Mercedes Thompson, genannt Mercy, arbeitet als Automechanikerin und wuchs in TriCities bei einem Rudel Werwölfe auf, ist selbst jedoch kein Werwolf, sondern ein sogenannter Walker. Die wahre Macht liegt jedoch nicht bei den Werwölfen, sondern bei den Vampiren. Daher sollte man ihnen möglichst aus dem Weg gehen. Unter den Vampiren findet sich manchmal auch jemand der ganz in Ordnung zu sein scheint. Stefan gehört zu den wenigen. Andererseits hatte er ihr vor etwa einem Jahr aus einer brenzligen Situation geholfen. Mercy schuldet dem Untoten einen Gefallen, den dieser einfordert.

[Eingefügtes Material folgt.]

PR #2338, opened 2026-05-06
Fix incorrect progress computation after rewinding to an earlier birthday.

nuttycom:
This PR is best reviewed hiding whitespace.

### DIFF
--- a/zcash_client_sqlite/src/wallet.rs
+++ b/zcash_client_sqlite/src/wallet.rs
@@ -5373,4 +5373,333 @@ mod tests {
             first = initial_height,
         );
     }
+
+    #[test]
+    fn rewound_birthday_slow_path_recovery_stays_below_one() {
+        use std::num::NonZeroU8;
+
+        use incrementalmerkletree::frontier::Frontier;
+        use zcash_client_backend::data_api::{
+            chain::{ChainState, CommitmentTreeRoot},
+            testing::{
+                InitialChainState, pool::ShieldedPoolTester, sapling::SaplingPoolTester,
+            },
+        };
+        use zcash_protocol::{
+            ShieldedProtocol,
+            consensus::{NetworkUpgrade, Parameters},
+        };
+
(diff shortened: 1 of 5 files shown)


zcash_client_sqlite/src/wallet.rs
```diff
@@ -2176,216 +2173,186 @@ fn subtree_scan_progress<P: consensus::Parameters>(
         FROM blocks
         WHERE height = :start_height",
     ))?;
-    let mut stmt_end_tree_size_at = conn.prepare_cached(&format!(
```
nullcopy, line 2179: I'm curious why this got inlined? It seemed like a helpful abstraction IMO

zcash_client_sqlite/src/wallet.rs
```diff
@@ -2144,9 +2142,8 @@ fn subtree_scan_progress<P: consensus::Parameters>(
     params: &P,
     shielded_protocol: ShieldedProtocol,
     pool_activation_height: BlockHeight,
-    birthday_height: BlockHeight,
+    min_birthday_height: BlockHeight,
```
nullcopy, line 2145: (nit) would be nice to update the name in the trait signature too

zcash_client_sqlite/src/wallet.rs
nullcopy, line 2139: I wonder if this `allow` is still necessary

nullcopy (approved):
utACK c56e1493b44d9483caa78fddb79dd3e74950b53c

Minor comments, but none are blocking

zcash_client_sqlite/src/wallet.rs
nuttycom: It was only used once, and it's easier to read inline.

zcash_client_sqlite/src/wallet.rs
nuttycom: Good point, I'll fix that in a follow-up.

In der unauffälligen Gestalt eines Kojoten soll sie ihn in der Nacht zu einem Treffen mit einem anderen Vampir begleiten. Sie opfert arglos ihren kostbaren Schlaf und ihre Gestalt als Kojote soll dazu dienen als Zeuge aufzutreten, ohne dass der andere etwas davon erfährt. So nebenbei erfährt die Walkerin, dass der fremde Vampir von einem Dämonen besessen ist. Das Treffen geht aber so was von in die Hose ... Ein normales Blutbad ist im Vergleich zu dem, welches der Dämon anrichtet, geradezu eine Trockendusche. Mercy und Stefan überleben, wenn man bei Vampiren und anderen Nicht-Menschen davon reden kann, das Blutbad mit viel Glück. Sie kennen jetzt die Gefahr in der die Stadt schwebt, kennen den Gegner und brauchen Hilfe. Mercedes' Werwölfe bieten sofort ihre Hilfe an, doch müssen auch die Vampire überzeugt werden. Das allerdings ist leichter gesagt als getan.

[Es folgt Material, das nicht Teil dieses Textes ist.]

PR #2341, opened 2026-05-06
zcash_client_backend: Replace `rewind_to_height` with `rewind_to_chain_state`

nuttycom:
The `rewind_to_height` function did not provide sufficient information to update wallet account birthday metadata, which has the potential to break a lot of invariants in the wallet that assume correct birthday height information. This PR repairs that problem, and additionally reuses the `rewind_to_chain_state` logic to effect rewinds that occur on account addition; previously, this used a strategy of resetting the scan queue without altering note commitment tree data, but this introduced a potential failure due to possible block and note commitment tree conflicts under reorg scenarios. Using `rewind_to_chain_state` consistently avoids this potential issue.

### DIFF
--- a/zcash_client_backend/src/data_api/testing/pool.rs
+++ b/zcash_client_backend/src/data_api/testing/pool.rs
@@ -4688,18 +4688,20 @@ pub fn rewind_to_chain_state_deep<T: ShieldedPoolTester, Dsf>(
         )
         .expect("rewind_to_chain_state should succeed for a deep target");
 
-    // The chain tip (derived from scan_queue) should now report the rewind target.
+    // The chain tip (derived from scan_queue) should still report the pre-rewind tip:
+    // `rewind_to_chain_state` overwrites the scan-queue range above the rewind target
+    // with a `Historic` rescan range that extends up to the pre-rewind tip.
     let new_tip = st
         .wallet()
         .chain_height()
         .unwrap()
-        .expect("chain tip should match rewind target");
-    assert_eq!(new_tip, rewind_target);
+        .expect("chain tip should still be set after rewind");
+    assert_eq!(new_tip, pre_rewind_tip);
 
-    // A deep rewind keeps the scan queue rewound to the target, while blocks,
-    // transactions, tx_locator_map entries, and note commitment trees are only rewound
-    // to the oldest retained checkpoint at `tip - (PRUNING_DEPTH - 1)`. Data at that
-    // boundary is kept (so stabilized notes remain spendable); data above it is removed.
+    // A deep rewind preserves block, transaction, tx_locator_map, and note commitment tree
+    // data only as far back as the oldest retained checkpoint at `tip - (PRUNING_DEPTH - 1)`.
+    // Data at that boundary is kept (so stabilized notes remain spendable); data above it is
+    // removed.
     let wallet = st.wallet();
     assert_eq!(
         wallet.get_block_hash(prune_boundary).unwrap(),
@@ -4802,12 +4804,15 @@ pub fn rewind_to_chain_state_shallow<T: ShieldedPoolTester, Dsf>(
         )
         .expect("rewind_to_chain_state should succeed for a shallow target");
 
+    // The chain tip (derived from scan_queue) should still report the pre-rewind tip:
+    // `rewind_to_chain_state` overwrites the scan-queue range above the rewind target with
+    // a `Historic` rescan range that extends up to the pre-rewind tip.
     let new_tip = st
         .wallet()
         .chain_height()
         .unwrap()
-        .expect("chain tip should match rewind target");
-    assert_eq!(new_tip, rewind_target);
+        .expect("chain tip should still be set after rewind");
+    assert_eq!(new_tip, tip);
 
     // A shallow rewind truncates blocks, tx_locator_map, and note commitment trees
     // directly to the rewind target: data at the target is preserved (with the same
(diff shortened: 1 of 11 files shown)


zcash_client_sqlite/src/lib.rs
```diff
@@ -1332,8 +1332,29 @@ impl<C: BorrowMut<rusqlite::Connection>, P: consensus::Parameters, CL: Clock, R:
         self.transactionally(|wdb| wdb.truncate_to_chain_state(chain_state))
     }
 
-    fn rewind_to_height(&mut self, max_height: BlockHeight) -> Result<BlockHeight, Self::Error> {
-        self.transactionally(|wdb| wdb.rewind_to_height(max_height))
```
nullcopy, line 1336: If you implement `From<rusqlite::Error>` for `RewindError`, then I believe you could still use the `transactionally()` helper (which is a nice abstraction IMO).

```rust
  impl From<rusqlite::Error> for RewindError<AccountUuid, SqliteClientError> {
      fn from(e: rusqlite::Error) -> Self {
          RewindError::DataSource(e.into())
      }
  }
```

zcash_client_sqlite/src/wallet.rs
```diff
@@ -3878,92 +3877,181 @@ pub(crate) fn truncate_to_chain_state<P: consensus::Parameters, CL, R>(
...
-            params
-                .activation_height(NetworkUpgrade::Sapling)
-                // Fall back to the genesis block in regtest mode.
-                .map_or(BlockHeight::from_u32(0), |h| h - 1)
-        });
+    chain_state: &ChainState,
+    reset_account_birthdays: HashSet<AccountUuid>,
+) -> Result<(), RewindError<AccountUuid, SqliteClientError>> {
+    // Find account birthdays. We need to check that we either we have an account with a birthday
+    // less than or equal to the new birthday height, or that there is an intersection between the
```
nullcopy: Comment fix: Not just an intersection. `reset_account_birthdays` should be a pure subset of the accounts in the wallet.

zcash_client_sqlite/src/wallet.rs
```diff
@@ -3878,92 +3877,181 @@ pub(crate) fn truncate_to_chain_state<P: consensus::Parameters, CL, R>(
...
+            "Account UUIDs provided for birthday reset do not exist in the wallet database."
+                .to_string(),
+        )));
+    }
 
-    #[cfg(feature = "orchard")]
+    let target_height = chain_state.block_height();
+    let new_birthday = target_height + 1;
+    let birthday_reset_required =
+        account_birthdays.values().all(|b| b > &new_birthday) && reset_account_birthdays.is_empty();
```
nullcopy, line 3951: I don't understand the right side `&& reset_account_birthdays.is_empty()` here. What if `reset_account_birthdays` is not empty, but the offending account is not one of the provided accounts?

zcash_client_sqlite/src/wallet.rs
```diff
@@ -3878,92 +3877,181 @@ pub(crate) fn truncate_to_chain_state<P: consensus::Parameters, CL, R>(
...
-            truncation_target,
-        )
-        .map_err(ShardTreeError::Storage)?;
-        if orchard_window_floor != sapling_window_floor {
-            return Err(SqliteClientError::CorruptedData(
-                "Sapling and Orchard should have the same checkpoints".into(),
-            ));
+        if target_height < max_scanned_height {
+            // Compute the floor height of the pruning window.
+            let pruning_floor = max_scanned_height.saturating_sub(PRUNING_DEPTH - 1);
```
nullcopy, line 3970: Didn't one of your other PRs add a helper function to compute the pruning floor recently?

nullcopy: Oh, that may be in 2333... might be worth pulling into this PR?

zcash_client_backend/src/data_api/testing/pool.rs
nullcopy, line 1: Related to my comment about skipping reset checks when `reset_account_birthdays` is not empty: I would expect tests here to exercise various account birthday checks. Some that come to mind:
* rewind should error if `reset_account_birthdays` is empty, but an account fails the birthday test
* rewind should error if `reset_account_birthdays` is **not** empty, but an account **not in the reset list** fails the birthday test
* rewind should error if `reset_account_birthdays` is contains an `account_uuid` not in our wallet

zcash_client_sqlite/src/wallet.rs
```diff
@@ -572,61 +572,36 @@ pub(crate) fn add_account<P: consensus::Parameters>(
...
+        birthday.prior_chain_state(),
+        std::iter::once(account_uuid).collect(),
+    ) {
+        Ok(()) => {}
+        Err(RewindError::DataSource(e)) => return Err(e),
+        Err(RewindError::RewindBeyondBirthdays(_)) => {
+            // Cannot occur: `reset_account_birthdays` is non-empty (it contains the new
+            // account), so `rewind_to_chain_state`'s contract specifies that this variant is
+            // not returned.
+            unreachable!(
```
nullcopy, line 601: This comment is correct, in that the birthday check is bypassed when `reset_account_birthdays` is not empty, but I'd argue that is a bug. In practice, I would expect this _could_ be reachable if there already exists an account with a higher birthday than this new account.

nullcopy (changes requested):
I have some questions, as of 3cace58d5d2ca6da3cb274ce783d6bf986a29f73

zcash_client_sqlite/src/wallet.rs
nuttycom: We've already cleared the `all(|b| b > &new_birthday)` gate, so every account in `reset_account_birthdays` birthday height is known to be greater than `new_birthday`, if it's nonempty. If any account exists that has `b <= new_birthday`, then we don't *need* to reset any birthday height; the account birthdays are all correct and we're just rescanning because we added an account with a birthday height greater than or equal to the rewind height. So it's only when both conditions are satisfied that we require a birthday reset to be specified.

zcash_client_sqlite/src/wallet.rs
nuttycom: Probably not worth it here.

zcash_client_sqlite/src/wallet.rs
nuttycom: see https://github.com/zcash/librustzcash/pull/2341#discussion_r3205124335

zcash_client_sqlite/src/wallet.rs
```diff
@@ -5730,4 +5736,101 @@ mod tests {
...
+            account_birthday(st.wallet().conn(), account_id),
+            Ok(b) if b == target_height + 1
+        );
+    }
+
+    /// `rewind_to_chain_state` must reject `reset_account_birthdays` containing an
+    /// `AccountUuid` that does not correspond to an account in the wallet, surfacing the
+    /// error via `RewindError::DataSource(CorruptedData)`.
+    #[test]
+    fn rewind_to_chain_state_with_unknown_uuid_in_reset_returns_data_source_error() {
```
nullcopy: Not worth blocking, but one other case that would be good to test, is: `reset_account_birthdays` contains a valid UUID, but its not the account which had a conflict.

zcash_client_sqlite/src/wallet.rs
nullcopy: Ahhh, I see what I was missing. I was mistakenly thinking that _all_ accounts had to be below the new birthday, but I'm remembering now that we only require _at least one_ account to be below the new birthday.

nullcopy (approved):
utACK 777200b02c2af153b8cf6bd571bfbcb760d3d314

Die Vampire stehen somit im Mittelpunkt der Handlung. Durch den blutgierigen Dämon wird der ganze Roman recht blutig. Die Beschreibung der Vampire sind nicht die weichgespülten Gentleman mit ihren romantischen Gespielinnen. Hier geht es um Blut, Gewalt und Überleben. Die Beschreibungen sind hart, unpersönlich, fast abweisend wirkende Vampire, die dadurch nur glaubwürdiger werden. Und eines ist ganz klar. Sie stehen am Anfang der Nahrungskette, entsprechend werden alle anderen Lebewesen behandelt.

Ein spannendes, dunkles Buch, keine Frage. Am liebsten würde man die weiteren Bücher sofort lesen wollen, doch die erscheinen erst im Laufe dieses und nächsten Jahres. Es sei denn man ist in der Lage, die Bücher im Original zu lesen. Das Buch hat Hand und Fuss, überrascht mit ungeahnten Wendungen. Der logische Handlungsablauf wird nur dadurch unterbrochen, dass der Leser auf der falschen Spur sucht. Tri-Cities ist eine unglaubliche Stadt. Was Patricia Briggs in wenigen Sätzen unterbringt um die Beschreibung loszuwerden, da brauche andere Autoren Seiten. Die Nebenrollen sind durchaus interessant besetzt, wirken aber manchmal zu abgehakt, nach dem Motto, der kam schon mal vor und muss noch mal erwähnt werden. Klasse Buch.

Dies ist eine Rezension aus
Der phantastische Bücherbrief
dem monatlich erscheinenden Newsletter vom Club für phantastische Literatur, Erik Schreiber.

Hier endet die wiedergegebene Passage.